Source data
======
PR #95, opened 2019-04-25
Map Refactor

mienaikoe:
- Fixing Map Clicking Issues
- Modifying Map Cursor
- Fixing Map InfoWindow recalling
- Fixing Event Submit navigation block


client/components/EventMap/index.js
```diff
@@ -63,47 +63,35 @@ class EventMap extends Component {
...
-      const center = { lat, lng };
-      let markerCenter = center;
-
-      if(!props.location.latitude){
-        markerCenter = null
+  static getDerivedStateFromProps(props, state={}){
+    if( props.location ){
+      if( !state.location || state.location !== props.location ){
+        let lat = props.location.latitude || state.center.lat;
+        let lng = props.location.longitude || state.center.lng;
```
k3ntako: someone might try 0 for coordinates. wouldn't that cause some issues?

k3ntako: someone might try 0 for coordinates. wouldn't that cause some issues?

client/components/EventMap/index.js
```diff
@@ -133,11 +116,12 @@ class EventMap extends Component {
...
-      center: center,
-      markerCenter: center,
-      zoom: 16
-    });
+    // this.setState({
+    //   center: center,
+    //   markerCenter: center,
+    //   zoom: 16,
+    //   infoWindowOpen: true,
+    // });
```
k3ntako: remove comment

client/components/EventMap/index.js
```diff
@@ -63,47 +63,35 @@ class EventMap extends Component {
...
-      if(!props.location.latitude){
-        markerCenter = null
+  static getDerivedStateFromProps(props, state={}){
+    if( props.location ){
+      if( !state.location || state.location !== props.location ){
+        let lat = props.location.latitude || state.center.lat;
+        let lng = props.location.longitude || state.center.lng;
+
+        const center = { lat, lng };
+        let markerCenter = center;
```
k3ntako: you should be okay with `const`

client/components/EventMap/index.js
```diff
@@ -194,25 +204,15 @@ class EventMap extends Component {
...
-    if(markerCenter && location && typeof(location.latitude) !== 'undefined' ){
-      marker = <Marker
-          position={markerCenter}
-          draggable={fungible}
-          onDragEnd={this.onMarkerDragged}
-        >
-        <InfoWindow>
+    if(markerCenter ){
+      let infoWindow;
+      if( this.state.infoWindowOpen && location && typeof(location.address) !== 'undefined' ){
```
k3ntako: is there are a benefit for checking for `typeof(...) !== undefined` instead of checking if it's not falsy?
======
Work required
Reproduce all the records. Keep them exact, please.

Result for this exercise
PR #95, opened 2019-04-25
Map Refactor

mienaikoe:
- Fixing Map Clicking Issues
- Modifying Map Cursor
- Fixing Map InfoWindow recalling
- Fixing Event Submit navigation block


client/components/EventMap/index.js
```diff
@@ -63,47 +63,35 @@ class EventMap extends Component {
...
-      const center = { lat, lng };
-      let markerCenter = center;
-
-      if(!props.location.latitude){
-        markerCenter = null
+  static getDerivedStateFromProps(props, state={}){
+    if( props.location ){
+      if( !state.location || state.location !== props.location ){
+        let lat = props.location.latitude || state.center.lat;
+        let lng = props.location.longitude || state.center.lng;
```
k3ntako: someone might try 0 for coordinates. wouldn't that cause some issues?

k3ntako: someone might try 0 for coordinates. wouldn't that cause some issues?

client/components/EventMap/index.js
```diff
@@ -133,11 +116,12 @@ class EventMap extends Component {
...
-      center: center,
-      markerCenter: center,
-      zoom: 16
-    });
+    // this.setState({
+    //   center: center,
+    //   markerCenter: center,
+    //   zoom: 16,
+    //   infoWindowOpen: true,
+    // });
```
k3ntako: remove comment

client/components/EventMap/index.js
```diff
@@ -63,47 +63,35 @@ class EventMap extends Component {
...
-      if(!props.location.latitude){
-        markerCenter = null
+  static getDerivedStateFromProps(props, state={}){
+    if( props.location ){
+      if( !state.location || state.location !== props.location ){
+        let lat = props.location.latitude || state.center.lat;
+        let lng = props.location.longitude || state.center.lng;
+
+        const center = { lat, lng };
+        let markerCenter = center;
```
k3ntako: you should be okay with `const`

client/components/EventMap/index.js
```diff
@@ -194,25 +204,15 @@ class EventMap extends Component {
...
-    if(markerCenter && location && typeof(location.latitude) !== 'undefined' ){
-      marker = <Marker
-          position={markerCenter}
-          draggable={fungible}
-          onDragEnd={this.onMarkerDragged}
-        >
-        <InfoWindow>
+    if(markerCenter ){
+      let infoWindow;
+      if( this.state.infoWindowOpen && location && typeof(location.address) !== 'undefined' ){
```
k3ntako: is there are a benefit for checking for `typeof(...) !== undefined` instead of checking if it's not falsy?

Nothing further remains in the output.